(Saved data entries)
Content starts

PR #701, opened 2023-08-09
Enhancements to backup directory functionality

jmcatamney:
This PR slightly "flattens" the directory hierarchy created by --backup-dir and allows omitting the --timestamp flag if only one backup exists in a given directory.

See individual commit messages for further details.

### DIFF
--- a/restore/restore.go
+++ b/restore/restore.go
@@ -29,7 +29,6 @@ func DoInit(cmd *cobra.Command) {
 	CleanupGroup.Add(1)
 	gplog.InitializeLogging("gprestore", "")
 	SetCmdFlags(cmd.Flags())
-	_ = cmd.MarkFlagRequired(options.TIMESTAMP)
 	utils.InitializeSignalHandler(DoCleanup, "restore process", &wasTerminated)
 }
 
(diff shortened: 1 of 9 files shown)


restore/restore.go
```diff
@@ -28,7 +29,6 @@ func DoInit(cmd *cobra.Command) {
 	CleanupGroup.Add(1)
 	gplog.InitializeLogging("gprestore", "")
 	SetCmdFlags(cmd.Flags())
-	_ = cmd.MarkFlagRequired(options.TIMESTAMP)
```
AJR-VMware, line 31: The "must have either timestamp or backup-dir flag" logic should probably be added to `ValidateFlagCombinations`.  We catch it downstream, but earlier in the process would be safer I think.

AJR-VMware (approved):
Aside from validation comment above, LGTM.

restore/restore.go
jmcatamney: The --backup-dir flag isn't actually required in this case, as it also works if there's a single backup in the standard backup location.

AJR-VMware: Ah, good point!  Never mind, then.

Content ends

# Task prompt
Nothing in the entries should be left out; please reproduce them all exactly.

# Solution for this exercise
PR #701, opened 2023-08-09
Enhancements to backup directory functionality

jmcatamney:
This PR slightly "flattens" the directory hierarchy created by --backup-dir and allows omitting the --timestamp flag if only one backup exists in a given directory.

See individual commit messages for further details.

### DIFF
--- a/restore/restore.go
+++ b/restore/restore.go
@@ -29,7 +29,6 @@ func DoInit(cmd *cobra.Command) {
 	CleanupGroup.Add(1)
 	gplog.InitializeLogging("gprestore", "")
 	SetCmdFlags(cmd.Flags())
-	_ = cmd.MarkFlagRequired(options.TIMESTAMP)
 	utils.InitializeSignalHandler(DoCleanup, "restore process", &wasTerminated)
 }
 
(diff shortened: 1 of 9 files shown)


restore/restore.go
```diff
@@ -28,7 +29,6 @@ func DoInit(cmd *cobra.Command) {
 	CleanupGroup.Add(1)
 	gplog.InitializeLogging("gprestore", "")
 	SetCmdFlags(cmd.Flags())
-	_ = cmd.MarkFlagRequired(options.TIMESTAMP)
```
AJR-VMware, line 31: The "must have either timestamp or backup-dir flag" logic should probably be added to `ValidateFlagCombinations`.  We catch it downstream, but earlier in the process would be safer I think.

AJR-VMware (approved):
Aside from validation comment above, LGTM.

restore/restore.go
jmcatamney: The --backup-dir flag isn't actually required in this case, as it also works if there's a single backup in the standard backup location.

AJR-VMware: Ah, good point!  Never mind, then.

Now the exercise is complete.